Dos
Buscadores de oro del año 2400

La capitana-K Seria Mau Genlicher estaba en el halo con su nave, la Gata Blanca, buscando clientes.

Allí arriba, a mil luces del Núcleo galáctico, el Canal Kefahuchi cubre la mitad del cielo, dejando en su estela enormes columnas invisibles de materia oscura, A Seria Mau le gustaba estar allí. Le gustaba el halo. Le gustaban los márgenes irregulares del Canal mismo, que todo el mundo llamaba «la Playa», donde los corroídos y viejos observatorios prehumanos tejían sus caóticas órbitas, plataformas de herramientas y laboratorios abandonados millones de años atrás por entidades que no tenían ni idea de dónde estaban… o tal vez ni siquiera de qué eran ya. Todos habían querido estudiar con más atención el Canal. Algunos habían colocado planetas enteros en posición, y luego se habían marchado o se habían extinguido. Algunos habían colocado sistemas solares enteros en posición, para luego perderlos.

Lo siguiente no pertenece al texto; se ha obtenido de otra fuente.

PR #183, opened 2018-12-11
BPS-400 Handle NullPointerException when scanned documents are null in ccd case

aliveni:
https://tools.hmcts.net/jira/browse/BPS-400

### Change description ###
Added assertions to check ccd data and scanned documents are not null

```
[ ] Yes
[x ] No
```

### DIFF
--- a/src/main/java/uk/gov/hmcts/reform/bulkscan/orchestrator/helper/ScannedDocumentsHelper.java
+++ b/src/main/java/uk/gov/hmcts/reform/bulkscan/orchestrator/helper/ScannedDocumentsHelper.java
@@ -3,12 +3,12 @@ package uk.gov.hmcts.reform.bulkscan.orchestrator.helper;
 import com.fasterxml.jackson.databind.MapperFeature;
 import com.fasterxml.jackson.databind.ObjectMapper;
 import com.fasterxml.jackson.datatype.jsr310.JavaTimeModule;
-import org.springframework.util.Assert;
 import uk.gov.hmcts.reform.bulkscan.orchestrator.model.ccd.ScannedDocument;
 import uk.gov.hmcts.reform.bulkscan.orchestrator.services.servicebus.model.Document;
 import uk.gov.hmcts.reform.ccd.client.model.CaseDetails;
 
 import java.time.ZoneId;
+import java.util.Collections;
 import java.util.List;
 import java.util.Map;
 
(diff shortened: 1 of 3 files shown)


src/main/java/uk/gov/hmcts/reform/bulkscan/orchestrator/helper/ScannedDocumentsHelper.java
```diff
@@ -29,9 +30,14 @@ private ScannedDocumentsHelper() {
 
     @SuppressWarnings("unchecked")
     public static List<Document> getDocuments(CaseDetails caseDetails) {
-        List<Map<String, Object>> data = (List<Map<String, Object>>) caseDetails.getData().get("scannedDocuments");
+        Map<String, Object> caseData = caseDetails.getData();
+        Assert.notNull(caseData, "Case Data must not be null");
```
rkondratowicz: where is `getDocuments` used?
Do we actually want to throw `IllegalArgumentException` or return an empty list??

src/main/java/uk/gov/hmcts/reform/bulkscan/orchestrator/helper/ScannedDocumentsHelper.java
```diff
@@ -29,9 +30,14 @@ private ScannedDocumentsHelper() {
...
 
-        return data.stream()
+        List<Map<String, Object>> scannedDocuments = (List<Map<String, Object>>) caseData.get("scannedDocuments");
+        // ccd returns an empty list when scanned documents are not present.
+        Assert.notNull(scannedDocuments, "Scanned Documents must not be null");
```
lgonczar: Should we fail in this case? Or maybe we should set it to null?

src/main/java/uk/gov/hmcts/reform/bulkscan/orchestrator/helper/ScannedDocumentsHelper.java
lgonczar: I guess it's used for extracting existing documents from case data before adding more. As for the error, maybe we should just treat it as an empty case to add fields to? I don't know myself, just asking.

aliveni: It's being used when attaching evidence to an existing case - `AttachDocsToSupplementaryEvidence.buildCaseDataContent()`. 
we want to throw `IllegalArgumentException` as ccd data is saved as empty collection in database when no scanned documents or case data is not provided

aliveni: After discussing with probate, some user roles (eg: solicitor) don't have access to scannedDocuments field. In such cases, scannedDocuments are null in the ccd case. So I'm changing the code to return empty list

src/main/java/uk/gov/hmcts/reform/bulkscan/orchestrator/helper/ScannedDocumentsHelper.java
aliveni: I'm changing the code to return an empty list

lgonczar:
👍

Incluso sin todo eso, el halo habría sido un lugar difícil de navegar. Eso lo convertía en un buen terreno de caza para Seria Mau, que ahora se encontraba en una especie de remanso no newtoniano dentro de una maraña orbital clásica de enanas blancas, esperando para saltar. Era el momento que más le gustaba. Los motores estaban apagados. Las comunicaciones estaban apagadas. Todo estaba apagado para que ella pudiera escuchar.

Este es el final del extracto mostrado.